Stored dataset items

******

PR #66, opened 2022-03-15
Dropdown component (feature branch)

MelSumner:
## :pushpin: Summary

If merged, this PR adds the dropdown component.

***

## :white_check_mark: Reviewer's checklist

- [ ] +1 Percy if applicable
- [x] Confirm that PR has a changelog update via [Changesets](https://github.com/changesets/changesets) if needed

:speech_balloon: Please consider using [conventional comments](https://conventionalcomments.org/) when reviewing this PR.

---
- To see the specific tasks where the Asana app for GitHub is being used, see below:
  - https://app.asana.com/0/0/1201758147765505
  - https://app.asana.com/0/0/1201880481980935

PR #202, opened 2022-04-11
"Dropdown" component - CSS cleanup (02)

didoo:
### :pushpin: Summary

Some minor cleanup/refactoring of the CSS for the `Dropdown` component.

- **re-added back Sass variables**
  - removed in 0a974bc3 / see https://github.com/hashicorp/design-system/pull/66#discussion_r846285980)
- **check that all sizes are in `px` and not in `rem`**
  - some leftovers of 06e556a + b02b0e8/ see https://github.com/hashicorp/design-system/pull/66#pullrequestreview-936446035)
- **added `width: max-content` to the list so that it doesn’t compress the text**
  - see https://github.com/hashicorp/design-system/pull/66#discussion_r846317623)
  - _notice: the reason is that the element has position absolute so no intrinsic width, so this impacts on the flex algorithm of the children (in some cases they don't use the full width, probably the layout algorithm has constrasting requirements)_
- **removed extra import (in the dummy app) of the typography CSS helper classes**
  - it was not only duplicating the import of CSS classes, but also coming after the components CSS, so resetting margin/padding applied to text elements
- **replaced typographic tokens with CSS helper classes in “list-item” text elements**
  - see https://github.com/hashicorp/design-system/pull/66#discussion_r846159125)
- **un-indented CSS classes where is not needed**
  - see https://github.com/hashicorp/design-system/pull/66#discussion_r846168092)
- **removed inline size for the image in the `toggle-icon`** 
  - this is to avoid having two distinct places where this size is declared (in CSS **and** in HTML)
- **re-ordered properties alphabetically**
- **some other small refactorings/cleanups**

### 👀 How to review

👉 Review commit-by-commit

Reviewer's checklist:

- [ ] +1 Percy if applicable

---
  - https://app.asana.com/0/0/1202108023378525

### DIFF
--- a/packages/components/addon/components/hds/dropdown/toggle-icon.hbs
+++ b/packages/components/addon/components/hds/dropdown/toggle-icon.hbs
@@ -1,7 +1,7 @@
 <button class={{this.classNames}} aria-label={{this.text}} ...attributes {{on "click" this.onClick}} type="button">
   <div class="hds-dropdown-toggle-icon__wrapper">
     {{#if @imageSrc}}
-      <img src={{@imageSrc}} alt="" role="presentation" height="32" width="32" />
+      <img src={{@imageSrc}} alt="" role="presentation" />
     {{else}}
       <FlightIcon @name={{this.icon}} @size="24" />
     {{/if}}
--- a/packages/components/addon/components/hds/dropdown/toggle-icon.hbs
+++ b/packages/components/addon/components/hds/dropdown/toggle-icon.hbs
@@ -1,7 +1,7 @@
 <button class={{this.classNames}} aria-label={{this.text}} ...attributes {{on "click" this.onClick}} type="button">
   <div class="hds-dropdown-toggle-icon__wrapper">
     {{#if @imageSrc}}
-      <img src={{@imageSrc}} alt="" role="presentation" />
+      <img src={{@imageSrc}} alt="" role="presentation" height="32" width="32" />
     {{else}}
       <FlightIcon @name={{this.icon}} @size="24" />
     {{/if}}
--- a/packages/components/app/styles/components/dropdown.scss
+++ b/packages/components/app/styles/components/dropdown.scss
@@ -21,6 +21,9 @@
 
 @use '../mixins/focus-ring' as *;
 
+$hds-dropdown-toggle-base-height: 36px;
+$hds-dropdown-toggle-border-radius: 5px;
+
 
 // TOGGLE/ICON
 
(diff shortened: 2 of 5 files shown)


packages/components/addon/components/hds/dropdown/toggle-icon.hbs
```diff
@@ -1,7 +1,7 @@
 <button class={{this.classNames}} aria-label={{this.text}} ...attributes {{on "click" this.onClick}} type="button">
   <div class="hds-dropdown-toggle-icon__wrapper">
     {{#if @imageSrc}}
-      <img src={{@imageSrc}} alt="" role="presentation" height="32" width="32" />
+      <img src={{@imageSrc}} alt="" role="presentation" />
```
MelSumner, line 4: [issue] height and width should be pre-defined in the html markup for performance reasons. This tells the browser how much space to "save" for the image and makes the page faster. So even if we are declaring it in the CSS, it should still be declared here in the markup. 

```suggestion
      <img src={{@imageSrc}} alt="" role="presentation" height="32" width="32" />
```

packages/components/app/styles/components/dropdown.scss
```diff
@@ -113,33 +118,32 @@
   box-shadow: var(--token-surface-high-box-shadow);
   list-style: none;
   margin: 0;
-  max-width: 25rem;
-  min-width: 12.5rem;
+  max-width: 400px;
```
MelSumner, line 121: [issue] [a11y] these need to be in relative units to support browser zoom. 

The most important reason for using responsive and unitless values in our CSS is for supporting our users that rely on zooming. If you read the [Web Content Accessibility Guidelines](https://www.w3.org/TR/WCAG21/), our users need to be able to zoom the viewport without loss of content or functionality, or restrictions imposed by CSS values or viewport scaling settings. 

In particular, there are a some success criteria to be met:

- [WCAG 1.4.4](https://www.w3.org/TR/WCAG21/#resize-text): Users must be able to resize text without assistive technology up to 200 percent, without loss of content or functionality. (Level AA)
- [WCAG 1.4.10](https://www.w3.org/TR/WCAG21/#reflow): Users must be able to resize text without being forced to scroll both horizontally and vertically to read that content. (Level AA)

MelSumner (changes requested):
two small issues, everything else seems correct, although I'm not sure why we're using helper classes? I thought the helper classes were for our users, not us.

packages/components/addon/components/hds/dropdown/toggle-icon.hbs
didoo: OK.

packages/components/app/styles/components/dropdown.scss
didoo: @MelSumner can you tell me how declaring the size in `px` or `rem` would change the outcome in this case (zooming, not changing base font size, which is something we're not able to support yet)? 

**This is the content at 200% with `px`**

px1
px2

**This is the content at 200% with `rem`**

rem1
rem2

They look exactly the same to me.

******

■ **ACTION ITEM**
The full data, repeated exactly, is the only acceptable output.

■ **THE COMPLETED TASK**
PR #66, opened 2022-03-15
Dropdown component (feature branch)

MelSumner:
## :pushpin: Summary

If merged, this PR adds the dropdown component.

***

## :white_check_mark: Reviewer's checklist

- [ ] +1 Percy if applicable
- [x] Confirm that PR has a changelog update via [Changesets](https://github.com/changesets/changesets) if needed

:speech_balloon: Please consider using [conventional comments](https://conventionalcomments.org/) when reviewing this PR.

---
- To see the specific tasks where the Asana app for GitHub is being used, see below:
  - https://app.asana.com/0/0/1201758147765505
  - https://app.asana.com/0/0/1201880481980935

PR #202, opened 2022-04-11
"Dropdown" component - CSS cleanup (02)

didoo:
### :pushpin: Summary

Some minor cleanup/refactoring of the CSS for the `Dropdown` component.

- **re-added back Sass variables**
  - removed in 0a974bc3 / see https://github.com/hashicorp/design-system/pull/66#discussion_r846285980)
- **check that all sizes are in `px` and not in `rem`**
  - some leftovers of 06e556a + b02b0e8/ see https://github.com/hashicorp/design-system/pull/66#pullrequestreview-936446035)
- **added `width: max-content` to the list so that it doesn’t compress the text**
  - see https://github.com/hashicorp/design-system/pull/66#discussion_r846317623)
  - _notice: the reason is that the element has position absolute so no intrinsic width, so this impacts on the flex algorithm of the children (in some cases they don't use the full width, probably the layout algorithm has constrasting requirements)_
- **removed extra import (in the dummy app) of the typography CSS helper classes**
  - it was not only duplicating the import of CSS classes, but also coming after the components CSS, so resetting margin/padding applied to text elements
- **replaced typographic tokens with CSS helper classes in “list-item” text elements**
  - see https://github.com/hashicorp/design-system/pull/66#discussion_r846159125)
- **un-indented CSS classes where is not needed**
  - see https://github.com/hashicorp/design-system/pull/66#discussion_r846168092)
- **removed inline size for the image in the `toggle-icon`** 
  - this is to avoid having two distinct places where this size is declared (in CSS **and** in HTML)
- **re-ordered properties alphabetically**
- **some other small refactorings/cleanups**

### 👀 How to review

👉 Review commit-by-commit

Reviewer's checklist:

- [ ] +1 Percy if applicable

---
  - https://app.asana.com/0/0/1202108023378525

### DIFF
--- a/packages/components/addon/components/hds/dropdown/toggle-icon.hbs
+++ b/packages/components/addon/components/hds/dropdown/toggle-icon.hbs
@@ -1,7 +1,7 @@
 <button class={{this.classNames}} aria-label={{this.text}} ...attributes {{on "click" this.onClick}} type="button">
   <div class="hds-dropdown-toggle-icon__wrapper">
     {{#if @imageSrc}}
-      <img src={{@imageSrc}} alt="" role="presentation" height="32" width="32" />
+      <img src={{@imageSrc}} alt="" role="presentation" />
     {{else}}
       <FlightIcon @name={{this.icon}} @size="24" />
     {{/if}}
--- a/packages/components/addon/components/hds/dropdown/toggle-icon.hbs
+++ b/packages/components/addon/components/hds/dropdown/toggle-icon.hbs
@@ -1,7 +1,7 @@
 <button class={{this.classNames}} aria-label={{this.text}} ...attributes {{on "click" this.onClick}} type="button">
   <div class="hds-dropdown-toggle-icon__wrapper">
     {{#if @imageSrc}}
-      <img src={{@imageSrc}} alt="" role="presentation" />
+      <img src={{@imageSrc}} alt="" role="presentation" height="32" width="32" />
     {{else}}
       <FlightIcon @name={{this.icon}} @size="24" />
     {{/if}}
--- a/packages/components/app/styles/components/dropdown.scss
+++ b/packages/components/app/styles/components/dropdown.scss
@@ -21,6 +21,9 @@
 
 @use '../mixins/focus-ring' as *;
 
+$hds-dropdown-toggle-base-height: 36px;
+$hds-dropdown-toggle-border-radius: 5px;
+
 
 // TOGGLE/ICON
 
(diff shortened: 2 of 5 files shown)


packages/components/addon/components/hds/dropdown/toggle-icon.hbs
```diff
@@ -1,7 +1,7 @@
 <button class={{this.classNames}} aria-label={{this.text}} ...attributes {{on "click" this.onClick}} type="button">
   <div class="hds-dropdown-toggle-icon__wrapper">
     {{#if @imageSrc}}
-      <img src={{@imageSrc}} alt="" role="presentation" height="32" width="32" />
+      <img src={{@imageSrc}} alt="" role="presentation" />
```
MelSumner, line 4: [issue] height and width should be pre-defined in the html markup for performance reasons. This tells the browser how much space to "save" for the image and makes the page faster. So even if we are declaring it in the CSS, it should still be declared here in the markup. 

```suggestion
      <img src={{@imageSrc}} alt="" role="presentation" height="32" width="32" />
```

packages/components/app/styles/components/dropdown.scss
```diff
@@ -113,33 +118,32 @@
   box-shadow: var(--token-surface-high-box-shadow);
   list-style: none;
   margin: 0;
-  max-width: 25rem;
-  min-width: 12.5rem;
+  max-width: 400px;
```
MelSumner, line 121: [issue] [a11y] these need to be in relative units to support browser zoom. 

The most important reason for using responsive and unitless values in our CSS is for supporting our users that rely on zooming. If you read the [Web Content Accessibility Guidelines](https://www.w3.org/TR/WCAG21/), our users need to be able to zoom the viewport without loss of content or functionality, or restrictions imposed by CSS values or viewport scaling settings. 

In particular, there are a some success criteria to be met:

- [WCAG 1.4.4](https://www.w3.org/TR/WCAG21/#resize-text): Users must be able to resize text without assistive technology up to 200 percent, without loss of content or functionality. (Level AA)
- [WCAG 1.4.10](https://www.w3.org/TR/WCAG21/#reflow): Users must be able to resize text without being forced to scroll both horizontally and vertically to read that content. (Level AA)

MelSumner (changes requested):
two small issues, everything else seems correct, although I'm not sure why we're using helper classes? I thought the helper classes were for our users, not us.

packages/components/addon/components/hds/dropdown/toggle-icon.hbs
didoo: OK.

packages/components/app/styles/components/dropdown.scss
didoo: @MelSumner can you tell me how declaring the size in `px` or `rem` would change the outcome in this case (zooming, not changing base font size, which is something we're not able to support yet)? 

**This is the content at 200% with `px`**

px1
px2

**This is the content at 200% with `rem`**

rem1
rem2

They look exactly the same to me.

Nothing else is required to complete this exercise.